As I have said, the decision is a political decision, not a legal one. It is for this House to make a political choice about how our criminal justice system works,
what rights belong to people who have committed very serious crimes and how far such rights should go. If it became a legal decision—if it were taken to the courts—we would find out at a later stage whether the European Court of Human Rights thought it was compatible with the convention. The House would then make a second choice, which would be whether to maintain today’s political decision or reverse it to be compatible with the convention. That is not the choice before us today. This is a routine exercise of parliamentary sovereignty in adding to a Bill a provision that may become law and be justiciable at a later stage.
I know that a lot of other Members want to speak, so I will be brief on new clause 18. I have some concerns about it. I am perhaps rather romantic in my view of what it means to be a British subject. I always though that Palmerston got it right on the Don Pacifico affair—the “Civis Romanus sum” principle.
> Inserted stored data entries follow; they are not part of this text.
PR #1154, opened 2019-10-18
Show users with same mail address and name

KatrinIhler:
Always use the username as key when sending users lists to the admin ui since only that is supposed to be unique. If it's the other way around, users with the same name and mail address cannot be added to a group that a similar user is already in.

### DIFF
--- a/etc/org.opencastproject.organization-mh_default_org.cfg
+++ b/etc/org.opencastproject.organization-mh_default_org.cfg
@@ -168,11 +168,11 @@ prop.adminui.user.external_role_display=false
 # Name of the list to provide a user listing as used in the group editor of the admin ui.
 #
 # Values:
-# - USERS.INVERSE will list users by name (e.g. "John Sample")
-# - USERS.INVERSE.WITH.EMAIL will list users by name and email (e.g. "John Sample <j.sample@opencast.org>")
-# - USERS.INVERSE.WITH.USERNAME will list users by name and username (e.g. "John Sample (jsample)")
-# Default: USERS.INVERSE.WITH.USERNAME
-#prop.adminui.user.listname=USERS.INVERSE.WITH.USERNAME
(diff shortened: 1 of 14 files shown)


lkiesow:
@lwillmann, can you review this patch?

etc/org.opencastproject.organization-mh_default_org.cfg
```diff
@@ -168,11 +168,11 @@ prop.adminui.user.external_role_display=false
...
-# - USERS.INVERSE will list users by name (e.g. "John Sample")
-# - USERS.INVERSE.WITH.EMAIL will list users by name and email (e.g. "John Sample <j.sample@opencast.org>")
-# - USERS.INVERSE.WITH.USERNAME will list users by name and username (e.g. "John Sample (jsample)")
-# Default: USERS.INVERSE.WITH.USERNAME
-#prop.adminui.user.listname=USERS.INVERSE.WITH.USERNAME
+# - USERS.NAME will list users by name (e.g. "John Sample")
+# - USERS.NAME.AND.EMAIL will list users by name and email (e.g. "John Sample <j.sample@opencast.org>")
+# - USERS.NAME.AND.USERNAME will list users by name and username (e.g. "John Sample (jsample)")
+# Default: USERS.NAME.AND.USERNAME
+prop.adminui.user.listname=USERS.NAME.AND.EMAIL
```
lwillmann: Please don't change the default configuration

lwillmann (changes requested):
Looks good for me, except the mentioned change in the configuration.

etc/org.opencastproject.organization-mh_default_org.cfg
KatrinIhler: Whoops, this wasn't intended. Fixed!

lwillmann (approved):

PR #1161, opened 2019-10-23
fix #1158, add config properties to prevent XSS attacks on session co…

### LINKED ISSUE #1158: Set https cookies with Secure and HttpOnly
Per https://opencast.jira.com/browse/MH-8659

**Description**
Cookie is set without flags e.g. 

JSESSIONID=hwh3algw3xyz;Path=/ 

Expected Results: 

If the session is https, cookie should set Secure and HttpOnly flags, e.g.: 

JSESSIONID=hwh3algw3xyz;Path=/; Secure; HttpOnly 

See https://www.owasp.org/index.php/Session_Management#Protect_Session_Identifiers and https://www.owasp.org/index.php/HttpOnly 

Via @JamesUoM 
```
Under Karaf with PAX web you can add following to etc/org.ops4j.pax.web.cfg:

org.ops4j.pax.web.session.cookie.httpOnly=true
org.ops4j.pax.web.session.cookie.secure=true

I don't know though if the secure flag requires jetty to be using HTTPS itself rather than setting behind a HTTPS proxy
```

JamesUoM:
Set httpOnly session cookie flag by default
Add property to encrypt cookie if using https

This fixes #1158

### DIFF
--- a/etc/org.ops4j.pax.web.cfg
+++ b/etc/org.ops4j.pax.web.cfg
@@ -41,3 +41,10 @@ org.ops4j.pax.web.ssl.keypassword=password
 # Custom jetty config file. Uncomment this if necessary to configure the jetty http connector idleTimeout value (MH-12329)
 # Adjust the settings in the file below to match the listening address and port settings above.
 #org.ops4j.pax.web.config.file=${karaf.etc}/jetty-opencast.xml
+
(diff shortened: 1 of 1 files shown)


lkiesow:
Looks good. Merged.

PR #1163, opened 2019-10-24
Improve embed code generation of Theodul player to create a fully responsive embed code fragment

DZenker:
Embed code generation improvement: IFRAME integrated into two nested DIV tags that defines a relative size of the embedded element, making it fully responsive to size changes of the browser window or portrait presentation modes on smartphones and preventing truncation of the embedded video.

In Theodul engage player, 5 different relative embed sizes (in percent) can be selected.


lkiesow:
Works as expected → merged.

Once any one of us has a passport that says we are British, we are as British as anybody else, whether they were born here or got their passport five minutes ago. It is incredibly important that there is equality before the law for all Her Majesty’s subjects who are living in this country and have right of residence here.
I worry that if we give the Government the ability to take passports away from a certain category of British subject but not from others, it will create a potential unfairness and a second category of citizen. There are Members of the House who were born abroad and have been naturalised and, on occasion, they may vote against the Government, which I hope the Whips will not consider serious enough reason to remove their passport. The fundamental underlying principle of equality of all Her Majesty’s subjects is important. I am always nervous about giving the Executive relatively arbitrary powers, because they are the ones that can be most misused. Once a passport is in somebody’s hands, they ought to be no different from anybody else in any legal respect.
Crucially, there may well already be laws that could deal with the problem in another way. If people have committed an offence so serious, important and threatening to the life of the nation that their passport should be confiscated, surely they have committed some other crime for which they could be charged, dragged through the courts, perhaps found guilty by a jury and then sentenced accordingly, with the penalty handed down in the right and proper way and their rights and liberties as subjects being maintained. They may have committed treason if they have done something so serious that they are to have their passport removed from them.
I will not oppose the new clause, but I wished to raise those concerns. I understand that the approach has been agreed because it will not affect many people. That is fine—I am glad it will not have widespread application—but what message does it send to the nation at large?